About this exercise => Collect all lines from the records below that include the word "will".

Data in this exercise =>
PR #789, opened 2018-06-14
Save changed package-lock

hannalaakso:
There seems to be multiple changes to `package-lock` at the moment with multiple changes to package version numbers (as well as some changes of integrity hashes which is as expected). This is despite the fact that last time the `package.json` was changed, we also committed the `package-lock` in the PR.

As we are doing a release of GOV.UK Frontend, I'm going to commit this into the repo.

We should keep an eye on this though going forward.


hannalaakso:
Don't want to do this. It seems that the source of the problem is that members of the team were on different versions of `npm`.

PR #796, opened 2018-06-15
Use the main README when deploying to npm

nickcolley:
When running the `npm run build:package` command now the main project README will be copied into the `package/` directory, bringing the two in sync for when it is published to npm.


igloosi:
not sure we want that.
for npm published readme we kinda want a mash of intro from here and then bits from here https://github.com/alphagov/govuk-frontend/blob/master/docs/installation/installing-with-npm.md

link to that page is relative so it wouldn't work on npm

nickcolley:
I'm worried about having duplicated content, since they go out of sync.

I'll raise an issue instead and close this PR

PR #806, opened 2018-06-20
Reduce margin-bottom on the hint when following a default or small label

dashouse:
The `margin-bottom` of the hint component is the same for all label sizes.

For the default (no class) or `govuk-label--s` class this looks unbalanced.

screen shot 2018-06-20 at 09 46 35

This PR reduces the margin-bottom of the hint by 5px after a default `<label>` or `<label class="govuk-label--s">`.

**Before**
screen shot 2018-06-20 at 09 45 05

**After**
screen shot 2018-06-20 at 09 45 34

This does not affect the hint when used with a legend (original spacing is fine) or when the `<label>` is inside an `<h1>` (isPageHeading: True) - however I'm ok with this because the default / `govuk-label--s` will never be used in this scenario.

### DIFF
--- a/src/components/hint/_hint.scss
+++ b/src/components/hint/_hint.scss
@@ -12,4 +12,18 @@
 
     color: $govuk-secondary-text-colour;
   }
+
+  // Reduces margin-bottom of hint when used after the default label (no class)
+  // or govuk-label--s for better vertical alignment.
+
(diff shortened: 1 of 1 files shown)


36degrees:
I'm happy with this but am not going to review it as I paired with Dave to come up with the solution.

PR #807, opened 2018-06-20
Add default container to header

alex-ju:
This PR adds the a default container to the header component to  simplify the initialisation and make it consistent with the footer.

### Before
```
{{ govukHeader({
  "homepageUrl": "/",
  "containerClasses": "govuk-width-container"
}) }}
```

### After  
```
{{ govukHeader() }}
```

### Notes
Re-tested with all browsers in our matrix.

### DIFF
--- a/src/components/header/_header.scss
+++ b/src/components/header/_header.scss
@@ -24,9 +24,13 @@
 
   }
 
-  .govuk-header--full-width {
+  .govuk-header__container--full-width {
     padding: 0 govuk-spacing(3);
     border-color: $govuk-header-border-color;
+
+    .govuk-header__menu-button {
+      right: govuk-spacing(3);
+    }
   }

Output of the task =>
When running the `npm run build:package` command now the main project README will be copied into the `package/` directory, bringing the two in sync for when it is published to npm.
This does not affect the hint when used with a legend (original spacing is fine) or when the `<label>` is inside an `<h1>` (isPageHeading: True) - however I'm ok with this because the default / `govuk-label--s` will never be used in this scenario.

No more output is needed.